The grim 2021 elections should be a wake-up call. Democrats could easily lose their razor-thin majority in Congress come 2022. Republicans are now running on an anti-democracy message that includes consolidating power and claiming that all elections they lose are rigged.
Democrats need to be the grown-ups in the room, codifying voting rights and installing Supreme Court term limits before it’s too late.
Democrats could be democracy’s last best hope. Our republic calls desperately for the fortification it needs, but will they answer the call?

Another option same as the all the other options — Democrats need to get the shit out of their asses and go to work.

However, as far as good-as-shit-at-being-bad as-shit, Republicans pulls no punches and from education to voter fraud they’re well ahead of the voting game — Eric Levitz at New York Magazine yesterday described America for a time to come — go read the whole piece, but this is the saddest, and most frightening (h/t LGM):

If the GOP is not caught in an impossible bind — if it doesn’t actually need to choose between retaining the enthusiasm of the “Stop the Steal” crowd and winning over “moderate” voters — then it is poised to retake the Senate by 2025 and hold it for a long time thereafter.
In fact, if the party need not choose between these imperatives, it has an excellent shot of dominating federal politics for the better half of this decade.
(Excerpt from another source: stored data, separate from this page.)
PR #3530, opened 2022-08-16
Issue 3494 - Rewrite Redux and Selector tests: Projects

### LINKED ISSUE #3494: Rewrite Redux and Selector tests: Projects
### Description

### Goals

### Tasks
- [ ] Create a new test file for projects

### Related Resources

Amantini1997:
This fixes #3494

#### Description
Rewritten project tests to remove redux unit tests in favour of integration tests


frontend/test/projects/projects.store.spec.ts
```diff
@@ -0,0 +1,84 @@
...
+import { ProjectsActions } from '@/v5/store/projects/projects.redux';
+import { selectCurrentProject, selectCurrentProjectDetails, selectCurrentProjects } from '@/v5/store/projects/projects.selectors';
+import { TeamspacesActions } from '@/v5/store/teamspaces/teamspaces.redux';
+import { times } from 'lodash';
+import { projectMockFactory } from './projects.fixtures';
+import { createTestStore } from '../test.helpers';
+
+const projectListIncludesProject = (projectList, project) => (
+	projectList.map(({ _id }) => _id).includes(project._id)
+);
```
sanmont3drepo, line 27: Maybe make this a helper function for all arrays that have objects with `{_id}` , like `containsId(arr, id)` and re use it in containers.

sanmont3drepo (changes requested):

sanmont3drepo (approved):

sanmont3drepo (approved):

sanmont3drepo (approved):

sanmont3drepo (approved):

The-Daniel (approved):

PR #3531, opened 2022-08-16
Issue 3491- Rewrite Redux and Selector tests: Users

### LINKED ISSUE #3491: Rewrite Redux and Selector tests: Users
Description

### Goals

### Tasks
- [ ] Create a new test file for users

### Related Resources

Amantini1997:
This fixes #3491

#### Description
Rewritten users tests to remove redux unit tests in favour of integration tests


frontend/test/users/users.store.spec.ts
```diff
@@ -0,0 +1,51 @@
...
+		({ dispatch, getState } = createTestStore());
+	});
+
+	it('should set users', () => {
+		const username = 'username';
+		const mockUsers = [
+			userWithoutAvatarMockFactory({ user: username }),
+			userWithAvatarMockFactory({ user: username.toUpperCase() })
+		];
+		dispatch(UsersActions.fetchUsersSuccess(teamspace, mockUsers));
```
sanmont3drepo, line 38: can we add a case without setting the users? how the selectors would react?

sanmont3drepo (changes requested):

sanmont3drepo (approved):

PR #3532, opened 2022-08-16
Issue 3495 - Rewrite Redux and Selector tests: CurrentUser

### LINKED ISSUE #3495: Rewrite Redux and Selector tests: CurrentUser
### Description

### Goals

### Tasks
- [ ] Create a new test file for currentUser

### Related Resources

Amantini1997:
This fixes #3495 

#### Description
Rewritten currentUser user test to replace redux unit tests with integration test


frontend/test/currentUser/currentUser.store.spec.ts
```diff
@@ -0,0 +1,78 @@
...
+import { createTestStore } from '../test.helpers';
+
+describe('CurrentUser: store', () => {
+	let dispatch, getState;
+
+	beforeEach(() => {
+		({ dispatch, getState} = createTestStore());
+	})
+
+	it('should set currentUser', () => {
```
sanmont3drepo, line 35: can we add a case of selecting the current user without setting it ? just to guarantee the selector doesnt break

frontend/test/currentUser/currentUser.store.spec.ts
```diff
@@ -0,0 +1,78 @@
...
+		dispatch(CurrentUserActions.fetchUserSuccess(mockCurrentUser));
+		const currentUser = selectCurrentUser(getState());
+		expect(currentUser).toEqual(mockCurrentUser);
+	})
+
+	describe('Updating currentUser attributes:', () => {
+		it('should update personal data', () => {
+			const mockCurrentUser = currentUserMockFactory();
+			dispatch(CurrentUserActions.fetchUserSuccess(mockCurrentUser));
+			const { firstName: mockFirstName } = generatePersonlData();
```
sanmont3drepo, line 46: `generatePersonlData();` has a typo, should be `generatePersonalData();`

frontend/test/currentUser/currentUser.store.spec.ts
```diff
@@ -0,0 +1,78 @@
...
+			dispatch(CurrentUserActions.updateUserSuccess({ firstName: mockFirstName }));
+			const firstName = selectFirstName(getState());
```
sanmont3drepo, line 48: instead of using `selectFirstName`  can we use `selectCurrentUser(getState())` and test it against `{...mockCurrentUser, firstName:mockFirstName}` so you can test that `updateUserSuccess` doesnt breake anything else

sanmont3drepo (changes requested):

frontend/test/currentUser/currentUser.store.spec.ts
Amantini1997: Sure, but just so you know, I think the selector uses a default value `|| {}` which is never used given the `INITIAL_STATE` set for currentUser
image

currentUser starts as a non-empty object which properties are empty strings

sanmont3drepo: Yea, I know. I just wanted to be sure that the selector wont break

sanmont3drepo (approved):

sanmont3drepo (approved):

sanmont3drepo (approved):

In a similar vein, Chris Smith at Vanity Fair today sees Republicans as being in their element — especially this tidbit from Democratic strategist Lis Smith: ‘“This election was the revenge of the pissed-off suburban mom,” Smith says. “The suburbs largely delivered the White House to Joe Biden in 2020, and they almost cost Phil Murphy the election in New Jersey and helped cost Terry McAuliffe the election in Virginia. Cable news exists on obsessing over Trump and obsessing over January 6. But voters don’t. Voters obsess over gas prices. Voters obsess over whether they can afford their health care.”

And the terrible result:

This is both accurate and somewhat depressing, in that Republicans aren’t paying a price for their ongoing destruction of democracy. But it helped Youngkin pull off the delicate balancing act of keeping Trump at a distance while not antagonizing the MAGA true believers — chatting up Trump regularly but keeping the calls secret, invoking race while not coming off as overtly racist.
As my former boss Kurt Andersen pointed out on Twitter, “Brilliant of Virginia Republicans to run a black woman for lieutenant governor: if just 35,000 Trump-averse white swing voters felt comfortable voting for Youngkin instead of McAuliffe because they could also vote for Winsome Sears, that won the election for the GOP.”
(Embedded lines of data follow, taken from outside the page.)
PR #3539, opened 2022-08-17
ISSUE #3489 - Rewrite Redux and Selector tests: Federations

### LINKED ISSUE #3489: Rewrite Redux and Selector tests: Federations
### Description

### Goals

### Tasks
- [ ] Create a new test file for federations

### Related Resources

The-Daniel:
This fixes #3489 

#### Description
- Add store test file which test both redux reducers and selectors
- Fix broken updateFederationSuccess reducer


frontend/test/federations/federations.store.spec.ts
```diff
@@ -0,0 +1,148 @@
...
+		expect(federationFromState.status).toEqual(stats.status);
+		expect(federationFromState.category).toEqual(stats.category);
+	});
+
+	it('should fetch a federation\'s views', () => {
+		const { _id: federationId } = createAndAddFederationToStore();
+		const mockViews = prepareMockViews();
+		dispatch(FederationsActions.fetchFederationViewsSuccess(projectId, federationId, mockViews));
+		const viewsFromState = selectFederationById(getState(), federationId).views;
+		expect(viewsFromState).toBe(mockViews);
```
Amantini1997, line 84: According to the jest docs: `Use .toBe to compare primitive values or to check referential identity`, The tests still pass, but I think it's better to use `toEqual` which does a deep comparison when it comes to objects

Amantini1997, line 84: According to the jest docs: `Use .toBe to compare primitive values or to check referential identity`, The tests still pass, but I think it's better to use `toEqual` which does a deep comparison when it comes to objects

Amantini1997 (changes requested):

frontend/test/federations/federations.store.spec.ts
```diff
@@ -0,0 +1,148 @@
...
+		const mockFederation = federationMockFactory();
+		dispatch(FederationsActions.createFederationSuccess(projectId, prepareMockNewFederation(mockFederation), mockFederation._id));
+		const federationIsIncluded = selectFederationById(getState(), mockFederation._id);
+		expect(federationIsIncluded).toBeTruthy();
+	});
+
+	it('should fetch federations successfully', () => {
+		const mockFederations = times(5, () => federationMockFactory());
+		dispatch(FederationsActions.fetchFederationsSuccess(projectId, mockFederations));
+		const federations = selectFederations(getState());
```
Amantini1997, line 54: Just to let you know, https://github.com/3drepo/3drepo.io/pull/3532#discussion_r948155194
in this PR Santiago mentioned to test this kind of selector before populating the store. I may be worth it to add him to review this PR to see if he wants to request this change here too

sanmont3drepo (approved):

PR #3541, opened 2022-08-18
ISSUE 3527 - Migration script to add vertex counts

### LINKED ISSUE #3527: Create a migration script to add vertex counts to mesh BSONs
### Description
As part of https://github.com/3drepo/3drepobouncer/issues/570, @sebjf has added vertex counts into the mesh bson objects. We need a migration script to add this property to every existing mesh object.

We can calculate this field base on the m_map in the super mesh objects: 
image

each entry in m_map has a v_from and v_to to express the number of vertices + their position in the buffer. so `v_to`-`v_from` will give you the vertex count of the original mesh (with the mesh id being stored in `map_id`)

### NOTE:
- Some mesh may be too big and span across multiple super meshes so the script needs to cater for this (these meshes will NOT group with any other mesh so you can assume it may only possibly happen if m_map.length === 1)
- Branch off #3065 and create a PR to merge into #3065
- Implement the migration script for `v4.30`
- The script must run/conform to the latest migration script suite which is located [here](https://github.com/3drepo/3drepo.io/tree/master/backend/src/scripts/migrations)
- Do not right bespoke functions to do this where possible, use whatever is in the [main v5 codebase](https://github.com/3drepo/3drepo.io/tree/master/backend/src/v5) where necessary (as they are CI tested)

### Goals
A script that will go through all teamspaces and add vertex count length where it is lacking.

Charence:
This fixes #3527 

#### Description
- Add migration script for inserting vertex counts


backend/src/scripts/migrations/4.30/addVertexCountsToMeshBSONs.js
```diff
@@ -0,0 +1,88 @@
...
+		} else if (m_map.length === 1) {
+			const verticesCount = m_map[0].v_to - m_map[0].v_from;
+			spanningMeshVerticesCounts[UUIDToString(m_map[0].map_id)] = (
+				spanningMeshVerticesCounts[UUIDToString(m_map[0].map_id)] || 0
+			) + verticesCount;
+		}
+	});
+
+	// eslint-disable-next-line camelcase
+	meshUpdates = meshUpdates.concat(Object.keys(spanningMeshVerticesCounts).map((map_id) => updateOne(
```
carmenfan, line 58: probably more ES6 style to do this

```suggestion
	const singularMeshUpdates = Object.keys(spanningMeshVerticesCounts.map((map_id) => updateOne(
	// ...
	
	await Promise.all([...meshUpdates, ...singularMeshUpdates]);
```

backend/src/scripts/migrations/4.30/addVertexCountsToMeshBSONs.js
```diff
@@ -0,0 +1,88 @@
...
+const { v5Path } = require('../../../interop');
+
+const { UUIDToString, stringToUUID } = require(`${v5Path}/utils/helper/uuids`);
+const { getTeamspaceList, getCollectionsEndsWith } = require('../../utils');
+
+const { find, updateOne } = require(`${v5Path}/handler/db`);
+const { logger } = require(`${v5Path}/utils/logger`);
+
+const processModel = async (teamspace, model) => {
+	const stashDB = `${model}.stash.3drepo`;
```
carmenfan, line 27: can we add a test here to see if there's any meshes in the `.scene` collection that doesn't have vertex_counts? 

it's quite likely we will have to rerun the script, we'd want to early return and don't do all the ops if we've done it already.

backend/src/scripts/migrations/4.30/addVertexCountsToMeshBSONs.js
```diff
@@ -0,0 +1,88 @@
...
+};
+
+const processTeamspace = async (teamspace) => {
+	const scenes = await getCollectionsEndsWith(teamspace, '.scene');
+	for (const { name: scene } of scenes) {
+		const model = scene.slice(0, -('.scene'.length));
+		logger.logInfo(`\t\t\t${model}`);
+		// eslint-disable-next-line no-await-in-loop
+		await processModel(teamspace, model);
+		// eslint-disable-next-line no-await-in-loop
```
carmenfan, line 75: don't think this line is neccessary

carmenfan (changes requested):

carmenfan (approved):

carmenfan:
Travis is failing but this seems to be to do with the parent branch changes - ok to merge back into parent branch

PR #3586, opened 2022-08-26
ISSUE #3496 - Include icons in storybook

### LINKED ISSUE #3496: Get icons into storybook
### Description
Sometimes for finding icons is a bit of a hassle. Having a searchable sample list in storybook would help to dint them easily

### Goals
- [ ] As a developer/designer I want to be able to find icons easily to know which ones are available and which ones I need to add

### Tasks
- [ ] Research if there is a plugin for storybook
- [ ] In case there is not, or is not applyable to our case design a solution

Amantini1997:
This fixes #3496

#### Description
Storybook now detects and render all the icons under `@assets\icons\`.

Icons are displayed all together (see `allICons`) or according to the folder structure curently used

icons/
├─ controls/
├─ .../
└─ twoToned/ 
image

Based on this, I would recommend to gather all the icons that follow a similar pattern (outlined, filled, etc.) together, so that they will also be displayed together in the `allIcons` story

#### Limitations
Due to the nature of rendering, it is not possible to detect the specific props for each single icon (see the rendering of `controls/checkbox` for reference). Also, the approach used is dynamic in terms of the icons contained in each folder, but it needs to know the folder structure at compile time as that has to be hardcoded.

image
> Checkbox not receiving the border-color prop

#### Extra
In order to simplify the content visibility, the background uses a non-white colour which can be changed from the controls (the same goes for the icons' sizes)
image


sanmont3drepo (dismissed):

frontend/stories/icons/icons.helper.tsx
```diff
@@ -0,0 +1,55 @@
...
+		// eslint-disable-next-line
+		Icon: require(`@assets/icons/${formattedDir}${name.replace(/\.tsx/, '')}`).default,
+		name: getDisplayName(name),
+	}));
+	const svgIcons = svgs.map((name) => ({
+		// eslint-disable-next-line
+		Icon: () => <img src={require(`@assets/icons/${formattedDir}${name}`)} alt={name} />,
+		name: getDisplayName(name),
+	}));
+	return [...tsxIcons, ...svgIcons];
```
The-Daniel, line 54: My only complaint is that the svg icons always come after the tsx icons, so if you're looking for 'helicopter.svg' in storybook you might not think it's not there because it's at the end instead of in alphabetical order. Perhaps a sort could fix this?

The-Daniel (approved):

sanmont3drepo (approved):

PR #3588, opened 2022-08-30
ISSUE #3566 - Improve list performance (Federations, Update Federation, Containers)

### LINKED ISSUE #3566: Memoize list items (improve performance)
### Description
As a user I want a streamline experience and performance always imspact this. Because we have so many lists if we can improve on the performance of these we can deliver a bit of value to the ux
This is also detailed here: #3450 

### Goals
- [ ]  Navigate lists without feeling lag or anything of the sort

### Tasks
- [x] Memoize containers list
- [x] Memoize federations list
- [x] Memoize edit federations (containers list)
- [ ] Memoize upload containers list

### Notes
- Be aware that filtering (including highlighting of the results) should keep on working
- Take in consideration also that ordering by columns should work

The-Daniel:
This fixes #3566 

#### Description
- This improves the render performance of the federations list, update federation's containers list, and containers list.

#### Test cases
- Use react dev tools to view component updates
- Change list sort
- Filter list
- Update a list item (name, code, etc.)


frontend/src/v5/ui/routes/dashboard/projects/federations/federationsList/federationsList.component.tsx
```diff
@@ -126,14 +114,14 @@ export const FederationsList = ({
 				</DashboardListHeader>
 				<DashboardList>
 					{!isEmpty(sortedList) ? (
-						sortedList.map((federation, index) => (
+						sortedList.map((federation, index) => (federation.hasStatsPending ? (
+							<SkeletonListItem delay={index / 10} key={federation._id} />
+						) : (
```
sanmont3drepo, line 119: I'm not against this, but why the change?

sanmont3drepo: Also why moving **onFavouriteChange** ?

sanmont3drepo (approved):

frontend/src/v5/ui/routes/dashboard/projects/federations/federationsList/federationsList.component.tsx
The-Daniel: 1. This way you don't have to pass in 'index' as a prop to FederationListItem. If the index were to change (i.e. by adding or deleting a previous item) then the component would rerender. Also I'm not a fan of conditionally rendering outside of the main return (if that makes sense) because you have to make sure all your hooks occur before this otherwise you get vague errors that always take me a minute to decipher.

2. I could just wrap it in a useCallback() and pass it in as a prop but it seems overcomplex when you can just define the function lower in the DOM where it is actually used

Which points to an ongoing problem for the Democrats, beyond the New Jersey and Virginia gubernatorial races. Among the few bright spots on Tuesday were Eric Adams and Michelle Wu winning mayoral races in New York City and Boston, and Michelle Maldonado, who took a Virginia House of Delegates seat.
Adams, a relative moderate, and Wu, an unabashed progressive, were elected in thoroughly Democratic enclaves, but they are leaders of color in cities that reflect the diversity of many battleground states like New Jersey.
Maldonado beat a Republican in a majority-white district just south of Arlington, after rejecting a local NARAL endorsement over the group’s defund-the-police stance.
If Democrats are going to win statewide races where Trump isn’t on the ballot, they’ll do it by turning out not just the base but a coalition — and by fielding more candidates who aren’t old, male, and pale.

If one remembers 2022 is just next year, it gets even more shitty.
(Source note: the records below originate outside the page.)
PR #3614, opened 2022-09-08
ISSUE #3592 - Captcha Bug fix 

### LINKED ISSUE #3592: Staging V5 Sign-Up Captcha fail
### Description

Highlighting objects on a federation node that would highlight multiple sub models is not functioning.

### Steps to replicate
- Go to https://staging.dev.3drepo.io/v5/signup
- Fill in all 3 sections of the form
- Clicking "Create Account" generates the following API error:
```
{
	"message": "Invalid captcha",
	"status": 400,
	"code": "INVALID_ARGUMENTS",
	"value": "INVALID_ARGUMENTS",
	"place": "POST /api/v5/user"
}
```

https://user-images.githubusercontent.com/62879582/187468879-89e6529a-5f79-47d2-bf18-8931f8ab74d6.mp4

ChristosTsiotsias:
This fixes #3592

#### Description
Captcha post request now is made with url-encoded params and works properly 

#### Test cases
In v5 (capctha enabled) sign up using the UI
The account should be successfully created

### DIFF
--- a/backend/src/v5/middleware/dataConverter/inputs/users.js
+++ b/backend/src/v5/middleware/dataConverter/inputs/users.js
@@ -216,14 +216,11 @@ const generateSignUpSchema = (isSSO) => {
 
 	return captchaEnabled
 		? schema.test('check-captcha', 'Invalid captcha', async (body) => {
-			const checkCaptcha = post(config.captcha.validateUrl, {
-				secret: config.captcha.secretKey,
-				response: body.captcha,
-			});
-
+			const url = `${config.captcha.validateUrl}?secret=${config.captcha.secretKey}&response=${body.captcha}`;
+			const checkCaptcha = post(url);
 			const result = await checkCaptcha;
 
-			return result.success;
+			return result.data.success;
 		})
 		: schema;
 };
--- a/backend/src/v5/middleware/dataConverter/inputs/users.js
+++ b/backend/src/v5/middleware/dataConverter/inputs/users.js
@@ -216,11 +216,17 @@ const generateSignUpSchema = (isSSO) => {
 
 	return captchaEnabled
 		? schema.test('check-captcha', 'Invalid captcha', async (body) => {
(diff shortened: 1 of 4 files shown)


backend/src/v5/middleware/dataConverter/inputs/users.js
```diff
@@ -216,14 +216,11 @@ const generateSignUpSchema = (isSSO) => {
 
 	return captchaEnabled
 		? schema.test('check-captcha', 'Invalid captcha', async (body) => {
-			const checkCaptcha = post(config.captcha.validateUrl, {
-				secret: config.captcha.secretKey,
-				response: body.captcha,
-			});
-
+			const url = `${config.captcha.validateUrl}?secret=${config.captcha.secretKey}&response=${body.captcha}`;
```
carmenfan, line 219: It would be clearer to do it like before, instead of appending all the parameters in the query string. You can still do this with axios https://axios-http.com/docs/req_config

backend/src/v5/middleware/dataConverter/inputs/users.js
```diff
@@ -216,14 +216,11 @@ const generateSignUpSchema = (isSSO) => {
...
+			const checkCaptcha = post(url);
 			const result = await checkCaptcha;
```
carmenfan, line 221:
```suggestion
			const { data }= await checkCaptcha;
			return data.success
```

carmenfan (changes requested):

backend/src/v5/middleware/dataConverter/inputs/users.js
ChristosTsiotsias: cause then we wont be using the webReuqests class

carmenfan: > cause then we wont be using the webReuqests class

Shoudl still be using WebRequest class,it's just a abstraction to axios?

carmenfan (approved):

SCOTUS crashes the light without noticing the contrast of white on white:

And here we are, once again…

(Illustration out front is of a New York state high-school student exhibit: ‘The piece was displayed during student-driven art show at Shenendehowa High School. It consisted of at least 12 identical black-and-white pictures of Donald Trump. There was also a sign above the pictures that read, “Draw on Me.” Using markers from the art classroom, some students opted to scribble critical messages and profanities on the pictures‘ — and found here).